I’m wild. I’m drunk and pissed off and tired of being a doormat in the game of life. I’m swinging at Stupid Slow Guy, I’m slashing at Screeching, Oh Shit Guy. I’m going nuts and the only thing that saves them is that I’m the world’s worst brawler when I’m sober, let alone when I’m drunk. I’m all fire and no focus.
Soon enough, the two dudes manage to pull free fr
om my wind-milling madness and bolt down the darkened street in Carlos’s long-gone wake. That just leaves me, lunging at shadows and roaring obscene death threats until finally I realize my skull is screaming in agony and I smell something terrible.
Next thing I know, I’ve dropped the shattered whiskey bottle and I’m hopping up and down in the middle of the street, trying to suffocate the embers smoldering in my melted hair.
“Shit. Oh shit, shit, shit.” My turn to be the doofus. I pat frantically at my head until it feels like the worst of the heat has subsided. Then, breathing ragged, as moment passes into moment, I realize the full extent of my crime spree. I’m drunk. I’ve singed off most of my hair. My arms are riddled with black soot and fresh burn blisters.
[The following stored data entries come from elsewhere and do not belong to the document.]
PR #632, opened 2026-08-04
COSE: Match fully-specified with non-fully specified algorithms

nodh:
Fixes https://github.com/a-sit-plus/valera/issues/527


JesusMcCloud (approved):
That is the correct solution to the problem!  
Signum should map strict, not fuzzy.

My whole body hurts like hell.
The black heap on the sidewalk is finally groaning his way back to life.
I cross to the man, roll him over onto his back.
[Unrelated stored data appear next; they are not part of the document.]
PR #634, opened 2026-08-04
ISO: ZKP presentation generation

opsiv:
- Introduce ZKP backend interface for generating and verifying IsoMdocProofs
- Add registry for ZKP backends
- Add engine that routes ZKP requests to the corresponding backend
- add glue logic for presentation generation using ZKP backends

### DIFF
--- a/vck/src/commonMain/kotlin/at/asitplus/wallet/lib/agent/PresentationDataClasses.kt
+++ b/vck/src/commonMain/kotlin/at/asitplus/wallet/lib/agent/PresentationDataClasses.kt
@@ -46,13 +46,16 @@ data class PresentationRequestParameters(
     val returnOneDeviceResponse: Boolean = false,
 
     /**
-     * Optional callback to calculate the ISO mDoc Session Transcript.
+     * Callback to calculate the ISO mDoc Session Transcript.
      *
      * This is a callback because calculating the Session Transcript might fail for non-mDoc presentations.
      * By using a callback, we ensure that it's only calculated when an ISO mDoc is actually
-     * part of the presentation, avoiding unnecessary failures for SD-JWT or W3C VC presentations.
+     * part of the presentation, avoiding unnecessary failures, e.g., for SD-JWT presentations.
      */
-    val calcSessionTranscript: (suspend () -> SessionTranscript)? = null,
+    val calcIsoSessionTranscript: (suspend () -> SessionTranscript) = {
+        throw IllegalStateException("Session transcript calculation callback was not provided. " +
+                "This is required for ISO mDoc presentations.")
+    },
 ) {
     /**
      * According to OID4VP 1.0 B3.3.1 every TransactionData entry may define different Digest algorithms
--- a/vck/src/commonMain/kotlin/at/asitplus/wallet/lib/agent/PresentationDataClasses.kt
+++ b/vck/src/commonMain/kotlin/at/asitplus/wallet/lib/agent/PresentationDataClasses.kt
@@ -2,6 +2,7 @@ package at.asitplus.wallet.lib.agent
 
 import at.asitplus.dif.PresentationSubmission
 import at.asitplus.iso.DeviceNameSpaces
+import at.asitplus.iso.SessionTranscript
 import at.asitplus.jsonpath.core.NormalizedJsonPath
 import at.asitplus.openid.TransactionDataBase64Url
 import at.asitplus.openid.dcql.DCQLCredentialQueryIdentifier
@@ -42,7 +43,16 @@ data class PresentationRequestParameters(
         "Only applies to deprecated Presentation Exchange. DCQL uses `DCQLCredentialQuery.multiple`; " +
                 "ISO Device Retrieval always creates one DeviceResponse."
     )
-    val returnOneDeviceResponse: Boolean = false
+    val returnOneDeviceResponse: Boolean = false,
+
+    /**
+     * Optional callback to calculate the ISO mDoc Session Transcript.
+     *
+     * This is a callback because calculating the Session Transcript might fail for non-mDoc presentations.
+     * By using a callback, we ensure that it's only calculated when an ISO mDoc is actually
+     * part of the presentation, avoiding unnecessary failures for SD-JWT or W3C VC presentations.
+     */
+    val calcSessionTranscript: (suspend () -> SessionTranscript)? = null,
 ) {
     /**
      * According to OID4VP 1.0 B3.3.1 every TransactionData entry may define different Digest algorithms
--- a/vck/src/commonMain/kotlin/at/asitplus/wallet/lib/agent/VerifiablePresentationFactory.kt
+++ b/vck/src/commonMain/kotlin/at/asitplus/wallet/lib/agent/VerifiablePresentationFactory.kt
@@ -23,6 +23,7 @@ import at.asitplus.iso.DeviceSigned
 import at.asitplus.iso.Document
 import at.asitplus.iso.IssuerSigned
 import at.asitplus.iso.IssuerSignedItem
+import at.asitplus.iso.ZkDocument
 import at.asitplus.jsonpath.core.NormalizedJsonPath
 import at.asitplus.jsonpath.core.NormalizedJsonPathSegment
 import at.asitplus.openid.dcql.DCQLClaimsQueryResult
@@ -63,7 +64,7 @@ class VerifiablePresentationFactory(
         SignJwt(keyMaterial, JwsHeaderCertOrJwk()),
     private val signKeyBinding: SignJwtFun<KeyBindingJws> =
         SignJwt(keyMaterial, JwsHeaderNone()),
-    private val mdocZkEngine: IsoMdocZkEngine = IsoMdocZkEngine.Default
+    private val mdocZkEngine: IsoMdocZkEngine = IsoMdocZkEngine()
 ) {
     @Deprecated("Use createVerifiablePresentation(request, isoPresentationParameters) instead")
     suspend fun createVerifiablePresentation(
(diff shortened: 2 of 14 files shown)


vck/src/commonMain/kotlin/at/asitplus/wallet/lib/agent/PresentationDataClasses.kt
```diff
@@ -42,7 +43,16 @@ data class PresentationRequestParameters(
...
+    val returnOneDeviceResponse: Boolean = false,
+
+    /**
+     * Optional callback to calculate the ISO mDoc Session Transcript.
+     *
+     * This is a callback because calculating the Session Transcript might fail for non-mDoc presentations.
+     * By using a callback, we ensure that it's only calculated when an ISO mDoc is actually
+     * part of the presentation, avoiding unnecessary failures for SD-JWT or W3C VC presentations.
+     */
+    val calcSessionTranscript: (suspend () -> SessionTranscript)? = null,
```
nodh: Why can't we do that with `calcIsoDeviceSignaturePlain`, or why do we need both parameters now?

vck/src/commonTest/kotlin/at/asitplus/wallet/lib/agent/ValidatorVpTest.kt
```diff
@@ -100,7 +101,10 @@ val ValidatorVpTest by matrixSuite {
                 val validator = validator
 
                 val holder = holder
-                val verifiablePresentationFactory = VerifiablePresentationFactory(holderKeyMaterial)
+                val verifiablePresentationFactory = VerifiablePresentationFactory(
+                    keyMaterial = holderKeyMaterial,
+                    mdocZkEngine = IsoMdocZkEngine(IsoMdocZkBackendRegistry())
```
nodh: do we need this parameter here? I don't see any other changes in this file to produce ZKPs

vck/src/commonMain/kotlin/at/asitplus/wallet/lib/zk/iso/IsoMdocZkBackend.kt
```diff
@@ -0,0 +1,36 @@
...
+import at.asitplus.KmmResult
+import at.asitplus.iso.SessionTranscript
+import at.asitplus.iso.ZkDocument
+import at.asitplus.iso.ZkSystem
+import at.asitplus.jsonpath.core.NormalizedJsonPath
+import at.asitplus.wallet.lib.agent.PresentationRequestParameters
+import at.asitplus.wallet.lib.agent.SubjectCredentialStore
+import kotlinx.serialization.KSerializer
+
+interface IsoMdocZkBackend {
```
nodh, line 22: Please add short KDocs on what to implement for the methods, or this interface is general

vck/src/commonMain/kotlin/at/asitplus/wallet/lib/agent/VerifiablePresentationFactory.kt
```diff
@@ -185,21 +187,57 @@ class VerifiablePresentationFactory(
...
+
+        return CreatePresentationResult.DeviceResponse(
+            deviceResponse = DeviceResponse(
+                parsedVersion = Version(1, 0),
+                documents = plainDocMap.values.mapNotNull { it.getOrNull() }.toTypedArray(),
+                zkDocuments = zkDocMap.values.mapNotNull { it.getOrNull()?.toZkDocument() }.toTypedArray(),
+                status = 0U,
+            ),
+        )
+    }
```
nodh, line 222: This code is much easier to read imho:

```suggestion
        val plainDocuments = mutableListOf<Document>()
        val zkDocuments = mutableListOf<ZkDocument>()
        isoPresentationParameters.forEach { param ->
            if (param.zkMetadata is ZkMetadata.IsoMdocZk) {
                val zkMetadata = param.zkMetadata as ZkMetadata.IsoMdocZk
                mdocZkEngine.generate(request, param).fold(
                    onSuccess = {
                        zkDocuments += it.toZkDocument()
                    },
                    onFailure = {
                        if (zkMetadata.zkInfo.zkRequired) {
                            throw it
                        } else {
                            plainDocuments += param.credential.discloseRequestedClaims(param.claims, request)
                                .getOrThrow()
                        }
                    }
                )
            } else {
                plainDocuments += param.credential.discloseRequestedClaims(param.claims, request).getOrThrow()
            }
        }

        return CreatePresentationResult.DeviceResponse(
            deviceResponse = DeviceResponse(
                parsedVersion = Version(1, 0),
                documents = plainDocuments.toTypedArray(),
                zkDocuments = zkDocuments.toTypedArray(),
                status = 0U,
            ),
        )
```

vck/src/commonTest/kotlin/at/asitplus/wallet/lib/agent/VerifiablePresentationFactorySdJwtTest.kt
```diff
@@ -63,7 +65,10 @@ val VerifiablePresentationFactorySdJwtTest by matrixSuite {
             ).getOrThrow()
 
             object {
-                val verifiablePresentationFactory = VerifiablePresentationFactory(holderKeyMaterial)
+                val verifiablePresentationFactory = VerifiablePresentationFactory(
+                    keyMaterial = holderKeyMaterial,
+                    mdocZkEngine = IsoMdocZkEngine(IsoMdocZkBackendRegistry())
```
nodh: Why do we need this in a test for SD-JWT?

vck/src/commonMain/kotlin/at/asitplus/wallet/lib/zk/iso/IsoMdocZkEngine.kt
```diff
@@ -0,0 +1,96 @@
...
+            ): Pair<IsoMdocZkBackend, List<ZkSystem>>? =
+                supportedBackends.entries.firstOrNull()?.toPair()
+
+            override fun selectForLoad(candidates: List<IsoMdocZkBackend>): IsoMdocZkBackend? =
+                candidates.firstOrNull()
+        }
+    }
+
+    companion object {
+        val Default = IsoMdocZkEngine()
```
nodh: Not needed: Just invoke the constructor without arguments

vck/src/commonMain/kotlin/at/asitplus/wallet/lib/zk/iso/IsoMdocZkEngine.kt
```diff
@@ -0,0 +1,96 @@
...
+import at.asitplus.catching
+import at.asitplus.iso.SessionTranscript
+import at.asitplus.iso.ZkDocument
+import at.asitplus.iso.ZkSystem
+import at.asitplus.wallet.lib.agent.IsoPresentationParameters
+import at.asitplus.wallet.lib.agent.PresentationException
+import at.asitplus.wallet.lib.agent.PresentationRequestParameters
+import at.asitplus.wallet.lib.agent.ZkMetadata
+
+class IsoMdocZkEngine(
```
nodh: Please add `@JvmOverloads` to the constructor

vck/src/commonMain/kotlin/at/asitplus/wallet/lib/zk/iso/IsoMdocZkEngine.kt
```diff
@@ -0,0 +1,96 @@
...
+    private val registry: IsoMdocZkBackendRegistry = IsoMdocZkBackendRegistry.Default,
+    private val selectionStrategy: SelectionStrategy = SelectionStrategy.Default
+) {
+    suspend fun generate(
+        request: PresentationRequestParameters,
+        isoParameters: IsoPresentationParameters
+    ): KmmResult<IsoMdocZkProof> = catching {
+        val zkMetadata = isoParameters.zkMetadata as? ZkMetadata.IsoMdocZk
+            ?: throw IllegalArgumentException("ZK metadata incompatible with Iso mDoc!")
```
nodh: no need for `!` in exception messages :-)

vck/src/commonMain/kotlin/at/asitplus/wallet/lib/zk/iso/IsoMdocZkEngine.kt
```diff
@@ -0,0 +1,96 @@
...
+    }
+
+    fun load(
+        zkSystem: ZkSystem,
+        zkDocument: ZkDocument,
+        sessionTranscript: SessionTranscript
+    ): KmmResult<IsoMdocZkProof> = catching {
+        val zkSystemId = zkDocument.zkDocumentDataBytes.value.zkSystemId
+        if (zkSystemId != zkSystem.zkSystemId)
+            throw PresentationException("ZKSystemId mismatch")
```
nodh: please add the non-matching values to the exception message

vck/src/commonMain/kotlin/at/asitplus/wallet/lib/zk/iso/IsoMdocZkEngine.kt
```diff
@@ -0,0 +1,96 @@
...
+            ?: throw PresentationException("No backend found for ZK system: $zkSystemId")
+
+        backend.load(zkDocument, sessionTranscript, zkSystem)
+    }
+
+    private fun findSupportedBackends(
+        zkSystems: List<ZkSystem>,
+        backends: Set<IsoMdocZkBackend>
+    ): Map<IsoMdocZkBackend, List<ZkSystem>> =
+        backends
```
nodh: nitpick: move `backends` one line up to make the code more compact

nodh (changes requested):
Few small comments

vck/src/commonMain/kotlin/at/asitplus/wallet/lib/agent/PresentationDataClasses.kt
opsiv: We will need the SessionTranscript for zero-knowledge proof generation (and later for verification). 
Longfellow's ISO mDoc circuit uses the session transcript as a mandatory public parameter.
The DeviceSignature does not allow re-calculating the SessionTranscript


Are there other means to get the SessionTranscript?

vck/src/commonTest/kotlin/at/asitplus/wallet/lib/agent/ValidatorVpTest.kt
opsiv: No, this is a remnant from an earlier version without default values. I'll revert it. (same for SD-JWT Test)

vck/src/commonMain/kotlin/at/asitplus/wallet/lib/agent/PresentationDataClasses.kt
nodh: But this new parameter does not get set in `IsoMdocDcapiResponseBuilder`, and it never gets executed at all? Plus it looks weird in `PresentationFactory` now that `sessionTranscriptCallback` is used for both the `PresentationRequestParameters` and the `calcDeviceSignature`. Maybe it helps to add `sessionTranscriptCallback` to `IsoDeviceSignatureInput`?

opsiv: Yes nice catch! I overlooked setting it in `IsoMdocDcapiResponseBuilder`. 
The fact that the `calcIsoDeviceSignaturePlain` callback parameter in `IsoMdocDcapiResponseBuilder` or `PresentationFactory` incorporate a `SessionTranscript` could lead to undetected inconsistencies. This (combined with the fact that it isn't being used yet) makes this change feel uncomfortable.
In the most recent commit i made sure that the callback to calculate the transcript is being used for `calcIsoDeviceSignaturePlain` too, but architecturally it still feels a bit brittle.

Maybe I don't understand your suggestion to move it to `IsoDeviceSignatureInput`. I think the protocol (OID4VP/DC-API/Proximity) dependency on how `SessionTranscript` is calculated does complicate things too.
So does the fact that the callbacks for both `calcIsoDeviceSignaturePlain` and `calcIsoSessionTranscript` do not need to be overriden for non-mDoc flows, because they are never invoked in that case.

opsiv: On the other hand SessionTranscript does feel like it should belong into `PresentationRequestParameters`, just because it is a parameter for excatly one request.

nodh: As discussed offline we'll refactor that in a new PR

vck/src/commonMain/kotlin/at/asitplus/wallet/lib/agent/VerifiablePresentationFactory.kt
nodh: your code is even better!

nodh (approved):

And meet my neighbor, Jason Jones.
“What the fuck are you doing out this time of night?” I demand to know ten minutes later. I’ve managed to drag Jones inside my apartment, where I got him propped up on Mrs. H.’s floral love seat with one ice pack on his head and another against his left ribs.
Guy’s left eye is already half-swollen and there’s a bandage that suggests tonight hasn’t been his first beating of the day.
“Are you a fucking idiot?” I want to know. I’m coming down off my adrenaline high. I pace back and forth in front of the tiny kitchenette, snapping at the green elastic and wishing I could crawl out of my own skin.
“What the hell did you do to your hair?” Jones croaks out.
“Forget my fucking hair. What the hell are you doing skulking around the neighborhood dressed like a suburban ninja? Isn’t the freak show at your house enough for you?”